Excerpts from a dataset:
Segment Open
PR #4278, opened 2020-03-04
A linter to continuously check code quality in CI

MichaelChirico:
Closes #4190

TODO:

 - [x] linter for `gsub`/`grep`/etc calls that can use `fixed=TRUE`
 - [x] linter for `paste` calls using `sep=""`
 - [x] Style Guide Lint: Use `=` for assignment
 - [x] Style Guide Lint: 2-space indentation (no tabs anywhere)
 - [x] Style Guide Lint: No trailing whitespace
 - [x] Style Guide Lint: No space around `=` in function calls
 - [x] Style Guide Lint: Spacing around `if`: `if (condition) {`
 - [x] New lint: don't quote keywords unless required (see e.g. #4924)
 - [x] New lint: Proper use of `&&` / `||` where possible
 - [ ] New lint: Block `paste(x, collapse=',')` in favor of `brackify(x)`
 - [x] New lints: `any(is.na())`/`any(is.duplicated())`
 - [x] New lint: Negate after aggregation: `any(!x)` -> `!all(x)`, `all(!x)` -> `!any(x)`
 - [ ] New lint: `stop()`/`warning()`/`message()` --> `stopf()`/`warningf()`/`messagef()`
 - [x] New lint: `test(SYMBOL, ...)` or `test(SYMBOL + ....)` linted (see #6041 for lint logic)
 - [x] Incorporate `# nolint` logic
 - [x] Include `grep`s of `src` (still as regex, from R)
 - [x] New src regex: `++i` instead of `i++` in all loops
 - [x] Apply lints to existing code
 - [x] Add to CI

PR #5017, opened 2021-05-20
Flip any(!x) to !all(x) and all(!x) to !any(x)

MichaelChirico:
Better to negate only once. Also added to #4278


mattdowle:
This though, is great.

PR #5245, opened 2021-11-01
`:=` works with GForce 

ben-schwen:
Closes #1414

PR #5404, opened 2022-06-05
:=(...) with shift() - gforce follow-up #5245, #5348

### LINKED ISSUE #5403: Multiple column assignment using `:=`(...) with shift() creates list column types in 1.14.3
# Minimal Reprex

The following code works as expected

```
dt <- data.table(grp = c(1,1,1,2,2,2), x = 1:6)
dt[, x_prev := shift(x = x, type = "lag", n = 1), by = grp]
dt[, x_next := shift(x = x, type = "lead", n = 1), by = grp]

print(dt)
     grp     x x_prev x_next
   <num> <int>  <int>  <int>
1:     1     1     NA      2
2:     1     2      1      3
3:     1     3      2     NA
4:     2     4     NA      5
5:     2     5      4      6
6:     2     6      5     NA
```

but when I try to create `x_prev` and  `x_next` in one fell swoop, the resulting fields are lists of vectors

```
dt <- data.table(grp = c(1,1,1,2,2,2), x = 1:6)
dt[, `:=`(
  x_prev = shift(x = x, type = "lag", n = 1),
  x_next = shift(x = x, type = "lead", n = 1)
), by = grp]

print(dt)
     grp     x            x_prev            x_next
   <num> <int>            <list>            <list>
1:     1     1 NA, 1, 2,NA, 4, 5  2, 3,NA, 5, 6,NA
2:     1     2 NA, 1, 2,NA, 4, 5  2, 3,NA, 5, 6,NA
3:     1     3 NA, 1, 2,NA, 4, 5  2, 3,NA, 5, 6,NA
4:     2     4 NA, 1, 2,NA, 4, 5  2, 3,NA, 5, 6,NA
5:     2     5 NA, 1, 2,NA, 4, 5  2, 3,NA, 5, 6,NA
6:     2     6 NA, 1, 2,NA, 4, 5  2, 3,NA, 5, 6,NA
```

The same code works properly on data.table 1.14.2, so this appears to be a bug introduced by 1.14.3.

---

```
> sessionInfo()
R version 4.2.0 (2022-04-22)
Platform: x86_64-apple-darwin21.3.0 (64-bit)
Running under: macOS Monterey 12.4

Matrix products: default
LAPACK: /usr/local/Cellar/r/4.2.0/lib/R/lib/libRlapack.dylib

locale:

attached base packages:

other attached packages:
[1] data.table_1.14.3

[1] compiler_4.2.0  httr_1.4.3      R6_2.5.1        generics_0.1.2  tools_4.2.0     lubridate_1.8.0
```

ben-schwen:
Follow up to #5245, #5348 which implemented #1414
Closes #5403


jangorecki:
merging this PR could potentially create issues in revdeps therefore revdeps check should be repeated after merge

jangorecki (approved):

tdhock:
"revdeps check should be repeated after merge" -> revdeps check is done every evening for master branch. https://github.com/Rdatatable/data.table/wiki/Release-management-and-revdep-checks

inst/tests/tests.Rraw
```diff
@@ -18059,6 +18059,13 @@ for (opt in c(0,Inf)) {
   testnum = 2233.44
 }
 options(old)
+# optimized := with gforce functions that can return lists #5403
+DT = data.table(grp=1:2, x=1:4)
+test(2233.45, DT[, `:=`(y = shift(x, type = "lag", n = 1), z = shift(x = x, type = "lead", n = 1)), by = grp], data.table(grp=1:2, x=1:4, y=c(NA,NA,1:2), z=c(3:4, NA, NA)))
```
MichaelChirico, line 18064: why `shift(x` vs `shift(x = x`, is that testing something?

MichaelChirico, line 18064:
```suggestion
test(2233.45, DT[, `:=`(y = shift(x, type = "lag", n = 1), z = shift(x, type = "lead", n = 1)), by = grp], data.table(grp=1:2, x=1:4, y=c(NA, NA, 1:2), z=c(3:4, NA, NA)))
```

MichaelChirico, line 18064: maybe instead of `DT = ...` repeatedly, the test could be `copy(DT)[...]`, WDYT?

inst/tests/tests.Rraw
```diff
@@ -18059,6 +18059,13 @@ for (opt in c(0,Inf)) {
...
+DT = data.table(grp = 1:2, x=1:4)
+test(2233.46, DT[, l := shift(x, n=c(0, 0)), by=grp], data.table(grp=1:2, x=1:4, l=lapply(1:4, rep, 2)))
```
MichaelChirico, line 18066: any reason to use functional form `` `:=`(...)`` above, but operator form `x := y` here? Especially in the next test with length-2 LHS.

MichaelChirico, line 18066:
```suggestion
test(2233.46, DT[, l := shift(x, n=c(0, 0)), by=grp], data.table(grp=1:2, x=1:4, l=list(INT(1, 1), INT(2, 2), INT(3, 3), INT(4, 4))))
```

Reading I didn't correctly infer what the `lapply()` output would be, better to be explicit on the expected value. could also do `c(1L, 1L)` etc. to avoid `INT()`.

MichaelChirico:
I think we need more tests. What happens in the more ambiguous cases? e.g.

```r
DT <- data.table(a = 1:4, b = 5:8)
DT[, c('out1', 'out2') := shift(list(a, b), n = c(0, 0))]
```

`shift()` produces 2x2=4-item output in this case, is it valid to supply length-2 LHS to `:=`?

Perhaps more definitively, for:

```r
DT[, (...) := shift(list(a, b), n = -1:1)
```

What are valid lengths of LHS? 1, 2, 3, 6? Or only some of those.

inst/tests/tests.Rraw
ben-schwen: I guess I find the functional form more intuitive than wrapping the result inside a list when using multiple assignments. `shift` is a here a somewhat special case since it already returns a list.

MichaelChirico: got it, I see the difference now. both of the latter tests have only one call on RHS.

ben-schwen:
> I think we need more tests. What happens in the more ambiguous cases? e.g.
> 
> ```r
> DT <- data.table(a = 1:4, b = 5:8)
> DT[, c('out1', 'out2') := shift(list(a, b), n = c(0, 0))]
> ```
> 
> `shift()` produces 2x2=4-item output in this case, is it valid to supply length-2 LHS to `:=`?

Nope, it's not valid, but also never has been and I consider that actually a quite good safeguard.

```r
f = shift
DT[, c('out1', 'out2') := f(list(a, b), n = c(0, 0))]
# Error in `[.data.table`(DT, , `:=`(c("out1", "out2"), f(list(a, b), n = c(0,  : 
#   Supplied 2 columns to be assigned 4 items. Please see NEWS for v1.12.2.
DT[, c('out1', 'out2') := shift(list(a, b), n = c(0, 0))]
# Error in `[.data.table`(DT, , `:=`(c("out1", "out2"), shift(list(a, b),  : 
#   Supplied 2 columns to be assigned 4 items. Please see NEWS for v1.12.2.
```

MichaelChirico:
> Nope, it's not valid, but also never has been and I consider that actually a quite good safeguard.

Do we have regression tests for this?

ben-schwen:
> > Nope, it's not valid, but also never has been and I consider that actually a quite good safeguard.
> 
> Do we have regression tests for this?

There was one for supplying more columns than items. Now we also have the opposite direction

jangorecki:
This looks to be ready to merge, is that correct?

ben-schwen:
Yes.

jangorecki (approved):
Segment Closed
* _Work to complete_:
Copy every line of the data above, beginning with the first and ending with the line that contains "- [x] New lint: Negate", and give nothing more.

* _Your solution_:
PR #4278, opened 2020-03-04
A linter to continuously check code quality in CI

MichaelChirico:
Closes #4190

TODO:

 - [x] linter for `gsub`/`grep`/etc calls that can use `fixed=TRUE`
 - [x] linter for `paste` calls using `sep=""`
 - [x] Style Guide Lint: Use `=` for assignment
 - [x] Style Guide Lint: 2-space indentation (no tabs anywhere)
 - [x] Style Guide Lint: No trailing whitespace
 - [x] Style Guide Lint: No space around `=` in function calls
 - [x] Style Guide Lint: Spacing around `if`: `if (condition) {`
 - [x] New lint: don't quote keywords unless required (see e.g. #4924)
 - [x] New lint: Proper use of `&&` / `||` where possible
 - [ ] New lint: Block `paste(x, collapse=',')` in favor of `brackify(x)`
 - [x] New lints: `any(is.na())`/`any(is.duplicated())`
 - [x] New lint: Negate after aggregation: `any(!x)` -> `!all(x)`, `all(!x)` -> `!any(x)`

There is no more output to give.